PR #2322, opened 2025-09-18
Sv App: reconnect to domain during startup only if we already host the dso party or if we don't see a proposal to host 

julientinguely-da:
fixes https://github.com/DACH-NY/cn-test-failures/issues/5574
fixes https://github.com/DACH-NY/canton-network-internal/issues/1551

#### Cluster Testing

#### PR Guidelines

#### Merge Guidelines

### DIFF
--- a/apps/sv/src/main/scala/org/lfdecentralizedtrust/splice/sv/SvApp.scala
+++ b/apps/sv/src/main/scala/org/lfdecentralizedtrust/splice/sv/SvApp.scala
@@ -9,6 +9,33 @@ import cats.instances.future.*
 import cats.syntax.either.*
 import com.daml.grpc.adapter.ExecutionSequencerFactory
 import com.daml.ledger.javaapi.data.User
+import com.digitalasset.canton.concurrent.FutureSupervisor
+import com.digitalasset.canton.config.CantonRequireTypes.InstanceName
+import com.digitalasset.canton.config.{
+  CryptoConfig,
+  CryptoProvider,
+  NonNegativeFiniteDuration,
+  ProcessingTimeout,
+}
+import com.digitalasset.canton.lifecycle.{AsyncOrSyncCloseable, FlagCloseableAsync, SyncCloseable}
+import com.digitalasset.canton.logging.{NamedLoggerFactory, TracedLogger}
+import com.digitalasset.canton.resource.Storage
+import com.digitalasset.canton.time.Clock
+import com.digitalasset.canton.topology.store.TopologyStoreId.AuthorizedStore
+import com.digitalasset.canton.topology.transaction.{PartyToParticipant, TopologyMapping}
+import com.digitalasset.canton.topology.{ParticipantId, PartyId, SynchronizerId}
+import com.digitalasset.canton.tracing.{TraceContext, TracerProvider}
+import com.digitalasset.canton.util.MonadUtil
+import com.digitalasset.canton.version.ProtocolVersion
+import io.circe.Json
+import io.grpc.Status
+import io.opentelemetry.api.trace.Tracer
+import org.apache.pekko.actor.ActorSystem
+import org.apache.pekko.http.cors.scaladsl.CorsDirectives.cors
+import org.apache.pekko.http.cors.scaladsl.settings.CorsSettings
+import org.apache.pekko.http.scaladsl.model.HttpMethods
+import org.apache.pekko.http.scaladsl.server.Directive
+import org.apache.pekko.http.scaladsl.server.Directives.*
 import org.lfdecentralizedtrust.splice.admin.api.TraceContextDirectives.withTraceContext
 import org.lfdecentralizedtrust.splice.admin.http.{AdminRoutes, HttpErrorHandler}
 import org.lfdecentralizedtrust.splice.auth.{
@@ -21,18 +48,20 @@ import org.lfdecentralizedtrust.splice.automation.{
   DomainParamsAutomationService,
   DomainTimeAutomationService,
 }
+import org.lfdecentralizedtrust.splice.codegen.java.da.time.types.RelTime
 import org.lfdecentralizedtrust.splice.codegen.java.splice
 import org.lfdecentralizedtrust.splice.codegen.java.splice.dsorules.*
-import org.lfdecentralizedtrust.splice.codegen.java.da.time.types.RelTime
 import org.lfdecentralizedtrust.splice.config.SharedSpliceAppParameters
 import org.lfdecentralizedtrust.splice.environment.*
-import org.lfdecentralizedtrust.splice.http.{HttpClient, HttpRateLimiter}
+import org.lfdecentralizedtrust.splice.environment.BaseLedgerConnection.INITIAL_ROUND_USER_METADATA_KEY
 import org.lfdecentralizedtrust.splice.http.v0.sv.SvResource
 import org.lfdecentralizedtrust.splice.http.v0.sv_admin.SvAdminResource
+import org.lfdecentralizedtrust.splice.http.{HttpClient, HttpRateLimiter}
 import org.lfdecentralizedtrust.splice.migration.AcsExporter
 import org.lfdecentralizedtrust.splice.setup.{NodeInitializer, ParticipantInitializer}
-import org.lfdecentralizedtrust.splice.store.{AppStoreWithIngestion, UpdateHistory}
+import org.lfdecentralizedtrust.splice.store.AppStoreWithIngestion.SpliceLedgerConnectionPriority
 import org.lfdecentralizedtrust.splice.store.MultiDomainAcsStore.QueryResult
+import org.lfdecentralizedtrust.splice.store.{AppStoreWithIngestion, UpdateHistory}
 import org.lfdecentralizedtrust.splice.sv.admin.http.{HttpSvAdminHandler, HttpSvHandler}
 import org.lfdecentralizedtrust.splice.sv.automation.{
   DsoDelegateBasedAutomationService,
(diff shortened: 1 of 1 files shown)


apps/sv/src/main/scala/org/lfdecentralizedtrust/splice/sv/onboarding/joining/JoiningNodeInitializer.scala
```diff
@@ -459,6 +465,49 @@ class JoiningNodeInitializer(
     }
   }
 
+  // We can only reconnect the domains if it already hosts the dsoParty or doesn't have an active proposal to host it
+  def canProceedWithDomainReconnect(
+      participantAdminConnection: ParticipantAdminConnection
+  )(implicit tc: TraceContext, ec: ExecutionContext): Future[Boolean] = {
+    val initConnection = ledgerClient.readOnlyConnection(
```
nicu-da: don't we have a connection already that we can use? if not just making sure we don't need to close this connection or something

apps/sv/src/main/scala/org/lfdecentralizedtrust/splice/sv/onboarding/joining/JoiningNodeInitializer.scala
```diff
@@ -459,6 +465,49 @@ class JoiningNodeInitializer(
...
+      )
+      hasActiveProposalToHostDsoParty <- retryProvider.getValueWithRetries(
+        RetryFor.WaitingOnInitDependency,
+        "has_active_proposal_to_host_dso_party",
+        "Checks if there is an active proposal to host the dso party",
+        for {
+          participantId <- participantAdminConnection.getParticipantId()
+          activePartyToParticipantProposals <- participantAdminConnection
+            .listAllTransactions(
+              store = AuthorizedStore,
```
nicu-da: We should use the synchronizer store to check

nicu-da (approved):
LGTM! Thanks!

apps/sv/src/main/scala/org/lfdecentralizedtrust/splice/sv/onboarding/joining/JoiningNodeInitializer.scala
julientinguely-da: ah you're right in joinDsoAndOnboardNodes. Declaring it globally.

apps/sv/src/main/scala/org/lfdecentralizedtrust/splice/sv/onboarding/joining/JoiningNodeInitializer.scala
```diff
@@ -459,6 +465,48 @@ class JoiningNodeInitializer(
...
+          participantId <- participantAdminConnection.getParticipantId()
+          synchronizerId <- participantAdminConnection.getSynchronizerId(
+            config.domains.global.alias
+          )
+          activePartyToParticipantProposals <- participantAdminConnection
+            .listAllTransactions(
+              store = TopologyStoreId.SynchronizerStore(synchronizerId),
+              proposals = true,
+              includeMappings = Set(TopologyMapping.Code.PartyToParticipant),
+              filterNamespace = Some(participantId.namespace),
```
julientinguely-da: small sanity check @nicu-da. Is it the right namespace here?

nicu-da: I think the party to participant namespace is the party namespace, and in that scenario it is not the right choice. why can;t we use the existing list party to participant endpoints? we have support for proposals there

julientinguely-da: :eyes:

julientinguely-da: in `listPartyToParticipant` we don't?

nicu-da: can you check `ensurePartyToParticipantAdditionProposalWithSerial` and see how we do it there?

julientinguely-da: oh thanks

apps/sv/src/main/scala/org/lfdecentralizedtrust/splice/sv/onboarding/joining/JoiningNodeInitializer.scala
julientinguely-da: The thing if I use the sync store I'm getting:
```
2025-10-02T16:22:51.049 [⋮] INFO - o.l.s.s.o.j.JoiningNodeInitializer:TimeBasedTestNetPreviewIntegrationTest/config=d42a0b9b/SV=sv4 (ff9a5b43674fb5f768200797e73d543f-has_dso_party-141e694b72632397-1090a9c82d9378d9) - The operation 'Get Checks if the dso party exists on SV onboarding' failed with a retryable error (full stack trace omitted): NOT_FOUND: Domain with alias Synchronizer 'global' is not connected
statusCode=NOT_FOUND 
```

julientinguely-da: Is it a case we reconnect without checking that we host the dso party?

nicu-da: Hmm, not ideal. So not sure we can use the authorized store, as checking the way we handle the party onboarding we always use the sync store.
What we really want is if the sv app crashes after this call https://github.com/hyperledger-labs/splice/blob/main/apps/sv/src/main/scala/org/lfdecentralizedtrust/splice/sv/onboarding/joining/JoiningNodeDsoPartyHosting.scala#L81 but before reaching this place https://github.com/hyperledger-labs/splice/blob/main/apps/sv/src/main/scala/org/lfdecentralizedtrust/splice/sv/onboarding/joining/JoiningNodeDsoPartyHosting.scala#L149 to not connect to the sync during init. 

We use user metadata to save this sort of state in other places, if we can't read the topology state without being connected to the sync I don't see any easy other way other than abusing user metadata.

julientinguely-da: ah well I think we can move the check after https://github.com/hyperledger-labs/splice/blob/c738ac4e996f27520464600e56a83ade8a33baa3/apps/sv/src/main/scala/org/lfdecentralizedtrust/splice/sv/onboarding/joining/JoiningNodeInitializer.scala#L172 and reconnect there if needed?

nicu-da: Which check do you refer to?

julientinguely-da: https://github.com/hyperledger-labs/splice/pull/2322/files#:~:text=def%20canProceedWithDomainReconnect(

nicu-da: I think the url is wrong

julientinguely-da: sorry: 
My proposition is to move this [check](https://github.com/hyperledger-labs/splice/blob/cc01d5376db50431a89520c83aa02f3641420b91/apps/sv/src/main/scala/org/lfdecentralizedtrust/splice/sv/onboarding/joining/JoiningNodeInitializer.scala#L464) and the call to `reconnect all Domains` just before https://github.com/hyperledger-labs/splice/blob/c738ac4e996f27520464600e56a83ade8a33baa3/apps/sv/src/main/scala/org/lfdecentralizedtrust/splice/sv/onboarding/joining/JoiningNodeInitializer.scala#L172

nicu-da: yes,we could merge that logic. 
in that call we seem to use the topology state without connecting though https://github.com/hyperledger-labs/splice/blob/7ea141b40757ee6e2beea66c0bae28f71c45e8a0/apps/sv/src/main/scala/org/lfdecentralizedtrust/splice/sv/onboarding/joining/JoiningNodeInitializer.scala#L967 so it does seem like it works :confused: or was it working just because we were actually just reconnecting blindly during startup

julientinguely-da: Yes it works indeed! 
So I merged both method into one. Can you please have a look if it does make sense? 
I am not sure about `dsoPartyToParticipantMapping.nonEmpty ^ activeDsoPartyToParticipantProposals.isEmpty` if it should be or or xor?

apps/sv/src/main/scala/org/lfdecentralizedtrust/splice/sv/onboarding/joining/JoiningNodeInitializer.scala
```diff
@@ -168,7 +162,10 @@ class JoiningNodeInitializer(
           )
         ),
       ).tupled
-      decentralizedSynchronizerId <- connectToDomainUnlessMigratingDsoParty(dsoPartyId)
+      // It is possible that the participant left disconnected to domains due to party migration failure in the last SV startup.
```
nicu-da: this comment is a bit weird, if party migration failed in the startup then in most scenarios reconnecting is exactly what you don't want if you haven't imported the acs yet

apps/sv/src/main/scala/org/lfdecentralizedtrust/splice/sv/onboarding/joining/JoiningNodeInitializer.scala
```diff
@@ -459,6 +456,49 @@ class JoiningNodeInitializer(
     }
   }
 
+  // We can only reconnect the domains if the participant:
+  // - already hosts the dsoParty or
+  // - is not in the process to host it
```
nicu-da, line 461:
```suggestion
  // - is not in the process to host it
  // if not we risk reconnecting while the party was authorized but the acs was not imported yet thus breaking the participant
```

nicu-da (approved):
thanks! Looks sane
::::
TASK DIRECTIONS:
In the records, locate each line holding the string "there" and copy it.

OUTPUT:
+        "Checks if there is an active proposal to host the dso party",
nicu-da: I think the party to participant namespace is the party namespace, and in that scenario it is not the right choice. why can;t we use the existing list party to participant endpoints? we have support for proposals there
nicu-da: can you check `ensurePartyToParticipantAdditionProposalWithSerial` and see how we do it there?
julientinguely-da: ah well I think we can move the check after https://github.com/hyperledger-labs/splice/blob/c738ac4e996f27520464600e56a83ade8a33baa3/apps/sv/src/main/scala/org/lfdecentralizedtrust/splice/sv/onboarding/joining/JoiningNodeInitializer.scala#L172 and reconnect there if needed?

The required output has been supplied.